Libur telah usai!!!
Hari pertama untuk ke sekolah baru rasanya sungguh membuatku ketar-ketir. Bagaimana tidak? Jantungku rasanya seperti berada di medan tempur!
Aku menatap ke arah cermin. Berat badanku yang naik drastis membuat baju seragam ini menjadi sangat sempit. Ayaaaaaah, haruskah aku tambahkan ukuran bajuku? Aku kembali berbaring dan berguling di kasur. Tiba-tiba saja ayah masuk dan terheran melihatku.
"Kenapa kak?" tanya ayah.
"Sempit Yaaaaah! Bajunyaaaa!" jawabku merengek.
"Tahan kak. Pakai saja dulu ya nanti Ayah belikan seragam yang lebih nyaman. Sekarang ayo kita sarapan dan berangkat," jawab ayah.
"Sarapannya lewati saja yah. Nanti yang ada bajunya semakin sempit. Kita langsung berangkat saja," ucapku mengambil tas dan berjalan keluar kamar.
Saat perjalanan, aku merasa sangat gugup dan tidak percaya diri. Beberapa kali aku memejamkan kedua mata sembari berpikir apakah aku bisa?
"Tenang saja kak. Kakak pasti akan suka nantinya. Percaya deh sama Ayah," ucap ayah berusaha menenangkanku yang terlihat gugup.
"Baiklah Yah," jawabku pasrah.
Setibanya di sekolah baru, aku begitu terpana dibuatnya. Benar-benar sekolah yang indah.
"Wah!!!" ucapku terkejut.
"Bagaimana? Kakak suka kan?" tanya ayah.
Aku mengangguk begitu bersemangat.
"Ayo kak kita turun, dan jangan lupa ceria saat perkenalan diri. Ayah hanya antar kakak sampai bertemu guru di ruangannya, setelah itu Ayah akan berangkat ke kantor. Nanti pulang sekolah kakak bisa naik driver online saja ya," ucap ayah menyemangati.
"Oke Yah tenang saja," jawabku menyetujuinya.
Kami bergegas masuk. Aku melihat kanan dan kiri bangunan sekolah ini sungguh sekolah yang indah.
Ayah mulai berbicara dengan guru yang akan membawaku ke ruang kelasnya. Tak lama kemudian ayah berkata semuanya sudah selesai dan berpamitan untuk berangkat ke kantornya.
Aku mengikuti guru yang akan membawaku menuju ruang kelasnya. Setibanya di depan kelas langkahku terhenti. Aku begitu gugup dan cemas.
"Perhatian semuanya. Kita kedatangan siswi baru mulai sekarang. Fathin silahkan perkenalkan dirimu," ucap Bu Tyas.
Aku berusaha menatap para murid di kelas ini. Aku terkejut begitu mendapati Kathrine ada di ruang kelas ini.
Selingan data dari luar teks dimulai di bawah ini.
PR #257, opened 2017-12-08
Feature: fix numba example percentage

### LINKED ISSUE #255: Bug in numba example
1) file is titled: "nubma_example.py"
2) https://github.com/Azure/aztk/blob/master/examples/src/main/python/gpu/nubma_example.py#L64 this line doesn't calculate a percentage

jafreck:
Fix #255


examples/src/main/python/gpu/nubma_example.py
```diff
@@ -61,7 +61,7 @@ def cuda_some_trig(x, y):
 
     print("CPU time: {}".format(cpu_elapsed_time))
     print("GPU time: {}".format(gpu_elapsed_time))
-    print("GPU performed {}% faster than CPU".format((cpu_elapsed_time-gpu_elapsed_time)*100))
+    print("GPU performed {}% faster than CPU".format(((cpu_elapsed_time-gpu_elapsed_time)/gpu_elapsed_time)*100))
```
paselem: @jafreck - I think there are some other issues in this file. In this case, you're measuing the GPU performance of a single algorithm not using Spark. If I understand this correctly, what we should be measuing is the performance of
```py
rdd.mapPartitions(cpu_some_trig)
rdd.collect()
```
versus
```py
rdd.mapPartitions(gpu_some_trig)
rdd.collect()
```

As it is written now, I think we are simply doing calls directly against the CPU or GPU w/o using Spark as part of the benchmark.

jiata: I dont think we can just substitute the functions like that since cpu_some_trig and gpu_some_trig require two args, but yeah.. i believe mapPartitions() is the mapping function that will distribute some func across the partitions in the different nodes

PR #259, opened 2017-12-08
Feature: add default master filesystem HA

### LINKED ISSUE #258: Add Filesystem master HA
http://spark.apache.org/docs/2.0.1/spark-standalone.html#single-node-recovery-with-local-file-system

jafreck:
Fix #258

### DIFF
--- a/config/spark-env.sh
+++ b/config/spark-env.sh
@@ -44,3 +44,6 @@
 # - SPARK_IDENT_STRING  A string representing this instance of spark. (Default: $USER)
 # - SPARK_NICENESS      The scheduling priority for daemons. (Default: 0)
 # - SPARK_NO_DAEMONIZE  Run the proposed command in the foreground. It will not output a PID file.
+
+# DEFAULT FILESYSTEM HA
+export SPARK_DAEMON_JAVA_OPTS="-Dspark.deploy.recoveryMode=FILESYSTEM -Dspark.deploy.recoveryDirectory=/root/"


config/spark-env.sh
```diff
@@ -43,4 +43,7 @@
 # - SPARK_PID_DIR       Where the pid file is stored. (Default: /tmp)
 # - SPARK_IDENT_STRING  A string representing this instance of spark. (Default: $USER)
 # - SPARK_NICENESS      The scheduling priority for daemons. (Default: 0)
-# - SPARK_NO_DAEMONIZE  Run the proposed command in the foreground. It will not output a PID file.
\ No newline at end of file
+# - SPARK_NO_DAEMONIZE  Run the proposed command in the foreground. It will not output a PID file.
+
+# DEFAULT FILESYSTEM HA
+export SPARK_DAEMON_JAVA_OPTS="-Dspark.deploy.recoveryMode=FILESYSTEM -Dspark.deploy.recoveryDirectory=/root/"
```
paselem: Is there any advantages of using spark-env.sh vs. [spark-conf.defaults](https://spark.apache.org/docs/latest/spark-standalone.html#single-node-recovery-with-local-file-system) (or the other way around) for these kinds of options?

Dia terlihat berbeda sekarang. Dia tak lagi gemuk seperti saat SMP. Sekarang dia terlihat cantik dengan postur badan yang ramping.
"Perkenalkan nama saya Fathin. Saya biasa dipanggil Thin. Mohon kerja samanya untuk belajar," ucapku memperkenalkan diri dengan kaki yang terasa gemetar.
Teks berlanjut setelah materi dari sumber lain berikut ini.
PR #267, opened 2017-12-10
Feature: validate docker repo exists before cluster creation

### LINKED ISSUE #266: Validate the existence of the specified docker image before the cluster spins up
currently, if a bad docker-repo is configured, the cluster will still be provisioned. Failure will only occur once the cluster tries to download the image. At this point the cluster will just hang in a bad state.

A check for the existence of the docker repo should be made before the cluster is created, and an error should be thrown if the image is bad.

jafreck:
Fix #266

### DIFF
--- a/aztk/utils/helpers.py
+++ b/aztk/utils/helpers.py
@@ -3,6 +3,7 @@ import datetime
 import io
 import os
 import time
+import requests
 import re
 import azure.batch.batch_service_client as batch
 import azure.batch.batch_auth as batch_auth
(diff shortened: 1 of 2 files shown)


aztk/utils/helpers.py
```diff
@@ -26,6 +27,11 @@ def get_cluster(cluster_id, batch_client):
 
     return aztk.models.Cluster(pool, nodes)
 
+def validate_docker_repo(docker_repo):
+    repository, tag = docker_repo.split(":")
+    response = requests.get("https://index.docker.io/v1/repositories/{0}/tags/{1}".format(repository, tag))
```
paselem: This won't work for private docker repositories (e.g. Azure Container Repository - ACR).

The repository can be in the form:
private.repo.io/imagename:tag

We need to be able to handle any version of this. Probably worth looking into whether or not there is a docker API to check this.

PR #273, opened 2017-12-12
Feature: add feedback for cluster create wait

### LINKED ISSUE #261: on cluster created with `--wait`, there is no feedback from the cli, and it looks like it is hanging...
Currently, it looks like this until the cluster is created and *completely* ready.
screen shot 2017-12-09 at 5 04 57 pm

For now, if --wait is true, then we should just add a simple "please wait while your cluster is being provisioned" setting.

In the future, we should poll for pool status and provide progress feedback to the user.

jafreck:
Fix #261


cli/spark/endpoints/cluster_create.py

Setelah selesai memperkenalkan diri, mereka tampak tertawa kecil melihatku.
"Untuk tas dan barang lainnya bisa kamu letakkan di loker yang berada di paling belakang ruang kelas ini, dan ini kunci lokermu. Tolong jangan sampai lupa atau teledor mengenai penjagaan loker yang sudah menjadi kewajibanmu saat ini. Ruang kelas ini juga terdapat CCTV yang memperlihatkan area loker, meski begitu tetaplah untuk bertanggung jawab sebagai seorang murid yang berbudi. Mengerti Fathin?" tutur Bu Tyas.
"Baik Bu saya mengerti," jawabku mengangguk.
"Kamu duduk di sana ya Thin," ucap Bu Tyas mengarahkan.
"Ya Bu terimakasih," jawabku kemudian melangkah ke arah kursi kosong tersebut.
Beberapa jam kemudian, pelajaran IPA selesai. Bu Tyas tampak meninggalkan ruang kelas.
"Hey anak baru. Kamu bilang apa tadi? Thin? Kamu dipanggil Thin? Gak salah tuh? Harusnya kamu dipanggil Fat!" ucap salah satu siswi cantik dengan postur yang indah meledekku.
Perkataannya tersebut membuat murid lain ikut menertawakanku.
Aku hanya terdiam mendengarnya. Yasudah lah ini juga bukan pertama kalinya bagiku mendengar kalimat itu.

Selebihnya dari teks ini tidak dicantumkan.